The funding comes from a variety of unnamed investors, along with Blazar Ventures, and brings the total raised to $6.5 million, according to the company.
Cloudtenna co-founder Aaron Ganek says that by using AI and document metadata, his company can find content wherever it lives. “What we’re really focused on is helping companies bring order to file chaos. Files are scattered everywhere across the cloud, and we have developed AI-powered applications that help users find files, no matter where they’re stored,” he said.
The company introduced a desktop search application in 2018 and today it’s announcing a mobile search tool called Workspace to go with it. Ganek says they built this app from the ground up to take advantage of the mobile context.
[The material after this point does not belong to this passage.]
PR #3126, opened 2022-01-19
Fix: add NotUpdateRenderHashEqual option to statekeep apply

kinsolee:

Statekeep should have same apply options with Dispatch to skip update when the render-hash doesn't change.

Fixes https://github.com/oam-dev/kubevela/issues/3123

“Today, we’re bringing the search technology to smartphones and tablets. And just to be clear, this is not just a mobile version of our desktop product, but a complete case study in how people collaborate on the go,” he said.
Image Credit: Cloudtenna
The AI component helps find files wherever they are based on your user history, who you tend to collaborate with and so forth. That helps the tool find the files that are most relevant to you, regardless of where they happen to be stored.
He says that raising money during a pandemic was certainly interesting, but the company has seen an uptick in usage due to the general increase in SaaS usage during this time, and investors saw that too, he said.
The company launched in 2016 and currently has nine employees, but Ganek said there aren’t any plans to expand on that number at this time, or at least any number he was ready to discuss.